Im Gesicht des Haushofmeisters zuckte es. Er war feuerrot geworden.
»Er sollte sich schröpfen lassen«, dachte Angélique.
»Ich habe es tatsächlich erfahren, und es hat mir Euer geringschätziges Verhalten verständlich gemacht. Deshalb also habt Ihr Euch geweigert, meine Frau zu werden? Ihr habt Euch meiner geschämt.«
Er löste seinen Kragen, der ihn in seinem Zorn zu ersticken drohte. Nachdem er tief Atem geschöpft hatte, fuhr er fort:
»Ich weiß nicht, aus welchen Gründen Ihr, die Ihr von so hoher Abkunft seid, einen so tiefen Fall getan habt, daß ich Euch als arme Magd kennenlernte, die sich sogar vor ihrer eigenen Familie versteckte. Aber ich kenne die Welt gut genug, um zu ahnen, daß Ihr das Opfer schmutziger und verbrecherischer Intrigen gewesen seid, wie sie in Adelskreisen gang und gäbe sind. Und nun wollt Ihr in diese Welt zurückkehren .? Nein, ich kann mich noch nicht damit abfinden. Deshalb spreche ich weiterhin in einem vertraulichen Ton mit Euch, der Euch vielleicht schon zuwider ist ... Nein, Ihr werdet nicht verschwinden, grausamer noch, als wenn Ihr gestorben wärt. Wie könnt Ihr, deren Scharfsinn und gesunden Menschenverstand ich bewundert habe, für die Schwächen dieser Welt, auf die Ihr Euch beruft, so blind sein? Die gesunde Atmosphäre, deren Ihr bedürft, um Euch zu entfalten, das brüderliche, herzliche Wohlwollen, dem Ihr bei uns begegnet seid - seht, ich stehe nicht an, mich mit einem Meister Bourgeaud auf die gleiche Stufe zu stellen -, wie könnt Ihr das so leichten Herzens von Euch weisen?
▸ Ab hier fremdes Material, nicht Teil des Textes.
PR #70, opened 2024-07-11
fix: set guest customerGroupId is 0

BrianJiang2021:
Jira: [BUN-2637](https://bigc-b2b.atlassian.net/browse/BUN-2637)

## What/Why?

When the user is guest, customerGroupId should be 0, not 1,
causing calculated_price to obtain an incorrect price

## Rollout/Rollback

undo pr

## Testing

https://github.com/bigcommerce/b2b-buyer-portal/assets/80307788/b797a4b4-e27f-4e3c-aa75-db2b9c785623

### DIFF
--- a/apps/storefront/src/store/slices/company.ts
+++ b/apps/storefront/src/store/slices/company.ts
@@ -35,7 +35,8 @@ const initialState: CompanyState = {
     firstName: '',
     lastName: '',
     emailAddress: '',
-    customerGroupId: 1,
+    /** the customerGroupId for the guest user is 0 */
+    customerGroupId: 0,
     role: CustomerRole.GUEST,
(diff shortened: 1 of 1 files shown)


apps/storefront/src/store/slices/company.ts
```diff
@@ -35,7 +35,7 @@ const initialState: CompanyState = {
     firstName: '',
     lastName: '',
     emailAddress: '',
-    customerGroupId: 1,
+    customerGroupId: 0,
```
deov31, line 38: hey @BrianJiang2021 only one comments, could you please add a comment here so anyone reading this understands why this should be set up with 0 as default?

deov31 (approved):

kity-bundle (approved):

PR #81, opened 2024-07-30
fix: update translation variable

sunilit42:
Issue - 
purchasedProducts.quickOrderPad.insufficientStockSku showing as msg when item not in stock

Result 
- It should be display translate msg

image


icatalina (approved):

deov31 (approved):

sunilit42:
First Pull request merge with bigcommerce

PR #88, opened 2024-08-07
fix: allocate different dependent modules

BrianJiang2021:
**Jira: [BUN-2784](https://bigc-b2b.atlassian.net/browse/BUN-2784)

## What/Why?

PageSpeed checks that the react-setup file takes too long to parse.
​
react-setup is unpacked to perform an optimization

## Rollout/Rollback
undo pr

## Testing

old: 

old

new:

new

**

### DIFF
--- a/apps/storefront/vite.config.ts
+++ b/apps/storefront/vite.config.ts
@@ -103,30 +103,33 @@ export default defineConfig(({ mode }) => {
             const { name } = info;
             return name.includes('headless') ? '[name].js' : '[name].[hash].js';
           },
+          manualChunks: {
+            reactVendor: ['react', 'react-dom'],
+            intl: ['react-intl'],
+            mui: ['@mui/material'],
+            muiIcon: ['@mui/icons-material'],
+            redux: ['react-redux'],
+            dateFns: ['date-fns'],
+            lang: ['@b3/lang'],
+            pdfobject: ['pdfobject'],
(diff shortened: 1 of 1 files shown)


libruce (approved):
ATM

apps/storefront/vite.config.ts
```diff
@@ -103,31 +103,34 @@ export default defineConfig(({ mode }) => {
...
+            pdf: ['react-pdf'],
+            toolkit: ['@reduxjs/toolkit'],
+            form: ['react-hook-form'],
+            router: ['react-router-dom'],
+            lodashEs: ['lodash-es'],
+            dropzone: ['react-dropzone'],
+            draggable: ['react-draggable'],
+            eCache: ['@emotion/cache'],
+            eReact: ['@emotion/react'],
+            eStyled: ['@emotion/styled'],
```
LeoChowChina, line 125: do we need to put `redux` and `toolkit` into one trunk?  So `dropzone` and `draggable` do.

LeoChowChina (approved):

kity-bundle (approved):

apps/storefront/vite.config.ts
BrianJiang2021: I think it is necessary because the main entry file uses redux and toolkit. After packaging, the main entry file is too large and needs to be split

PR #90, opened 2024-08-09
fix: empty Page showing when you back using browser button

BrianJiang2021:
Jira: [BUN-2742](https://bigc-b2b.atlassian.net/browse/BUN-2742)

## What/Why?
add to quote After the product is added, the browser returns a blank page. You should actually return to the pdp page

## Rollout/Rollback
undo pr

## Testing

https://github.com/user-attachments/assets/144b2bbb-e6dc-4d08-a1bd-54aa92964342

### DIFF
--- a/apps/storefront/src/App.tsx
+++ b/apps/storefront/src/App.tsx
@@ -335,6 +335,21 @@ export default function App() {
   }, [isOpen]);
 
   useEffect(() => {
+    const { hash = '' } = window.location;
+
+    const handleHashChange = () => (!hash || hash === '#/') && setOpenPage({ isOpen: false });
+
+    window.addEventListener('hashchange', handleHashChange);
+
+    return () => {
+      window.removeEventListener('hashchange', handleHashChange);
+    };
+    // ignore setOpenPage
+    // due they are funtions that do not depend on any reactive value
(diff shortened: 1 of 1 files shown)


LeoChowChina (approved):

kity-bundle (approved):

apps/storefront/src/App.tsx
```diff
@@ -334,6 +334,21 @@ export default function App() {
...
+
+    window.addEventListener('hashchange', handleHashChange);
+
+    return () => {
+      window.removeEventListener('hashchange', handleHashChange);
+    };
+    // ignore setOpenPage
+    // due they are funtions that do not depend on any reactive value
+    // eslint-disable-next-line react-hooks/exhaustive-deps
+  }, []);
```
icatalina, line 350: 🤔 what's the harm in honoring `setOpenPage` here? it'll just remount the event listener.

icatalina: I noticed we consistently override `react-hooks/exhaustive-deps`, this is an antipattern. We should be wrapping functions that we don't want to change in `useCallbacks` and adding them to the array. This can cause unexpected issues, like changes not updating the UI and incorrect function/values being executed/passed around.

PR #99, opened 2024-08-23
fix: updating message for po payments

deov31:
Jira: [BUN-1641](https://bigc-b2b.atlassian.net/browse/BUN-1641)

## What/Why?
I'm changing the message of the payments details when seeing any order detail because is confusing for buyers and sellers who still owe payment via Invoice

## Rollout/Rollback
Revert PR 

## Testing
image

### DIFF
--- a/apps/storefront/src/pages/OrderDetail/components/OrderAction.tsx
+++ b/apps/storefront/src/pages/OrderDetail/components/OrderAction.tsx
@@ -285,7 +285,18 @@ export default function OrderAction(props: OrderActionProps) {
     orderId,
     ipStatus = 0,
     invoiceId,
+    poNumber,
   } = detailsData;
+
+  const getPaymentMessage = () => {
+    const message = poNumber ? 'orderDetail.paidWithPo' : 'orderDetail.paidInFull';
+    return (
+      createAt &&
+      b3Lang(message, {
+        paidDate: displayFormat(createAt, true),
+      })
+    );
+  };
 
   if (!orderId) {
     return null;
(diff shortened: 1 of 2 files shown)


apps/storefront/src/pages/OrderDetail/components/OrderAction.tsx
```diff
@@ -285,8 +285,19 @@ export default function OrderAction(props: OrderActionProps) {
...
+  const getPaymentMessage = () => {
+    const message = poNumber ? 'orderDetail.paidWithPo' : 'orderDetail.paidInFull';
+    return (
+      createAt &&
+      b3Lang(message, {
+        paidDate: displayFormat(createAt, true),
+      })
+    );
+  };
+
```
bc-marco, line 300: As you're using a prop you should use `useCallback`
```suggestion
  const getPaymentMessage = useCallback(() => {
    const message = poNumber ? 'orderDetail.paidWithPo' : 'orderDetail.paidInFull';
    let message = ''
    
    if(createdAt) {
      if(poNumber) {
        message = b3Lang('orderDetail.paidWithPo', {
          paidDate: displayFormat(createAt, true),
        })
      } else {
        message = b3Lang('orderDetail.paidInFull', {
          paidDate: displayFormat(createAt, true),
        })
      }
    }

    return message
  }, [poNumber, createAt]);

```

apps/storefront/src/pages/OrderDetail/components/OrderAction.tsx
```diff
@@ -407,11 +418,7 @@ export default function OrderAction(props: OrderActionProps) {
     {
       header: b3Lang('orderDetail.payment'),
       key: 'payment',
-      subtitle: createAt
-        ? b3Lang('orderDetail.paidInFull', {
-            paidDate: displayFormat(createAt, true),
-          })
-        : '',
+      subtitle: getPaymentMessage() || '',
```
bc-marco, line 421: With the suggestion above there is no need to validate here, just use what is returned from `getPaymentMessage()`
```suggestion
      subtitle: getPaymentMessage(),
```

bc-marco (changes requested):
Overall looks good, there are suggestions to improve readability

Feel free to ask any questions

apps/storefront/src/pages/OrderDetail/components/OrderAction.tsx
deov31: 👍

bc-marco (approved):

bc-victor (approved):

PR #100, opened 2024-08-26
fix: fix invoice pay issue sup-1866

BrianJiang2021:
Jira: [SUP-1866](https://bigc-b2b.atlassian.net/browse/SUP-1866)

Ihr werdet vereinsamen zwischen diesen Intriganten, deren Seichtheit und Gemeinheit Euren Wirklichkeitssinn, Eure Freimütigkeit verkümmern lassen werden, oder Ihr verkommt gleich ihnen .«
Angélique legte ihre silberne Bürste gelassen auf den Frisiertisch. Sie hatte Audigers Eheszenen satt. Wie lange würde sie sich wohl noch die Sermone des Haushofmeisters anhören müssen? Sie warf einen Blick auf dessen volles, glattes Gesicht mit den ehrlichen Augen, den schönen Lippen, und fand, es sei schade um einen Mann, der zugleich so sympathisch und so engherzig sei. Mit einem entschlossenen Seufzer stand sie auf.
»Mein lieber Freund .«
Er erfaßte die Bedeutung ihrer Geste und erhob sich gleichfalls.
»Die Frau Marquise bedeutet dem Haushofmeister, daß er verabschiedet ist .?«
Er wurde bleich. Sein Gesicht verhärtete sich, seine Stimme bebte.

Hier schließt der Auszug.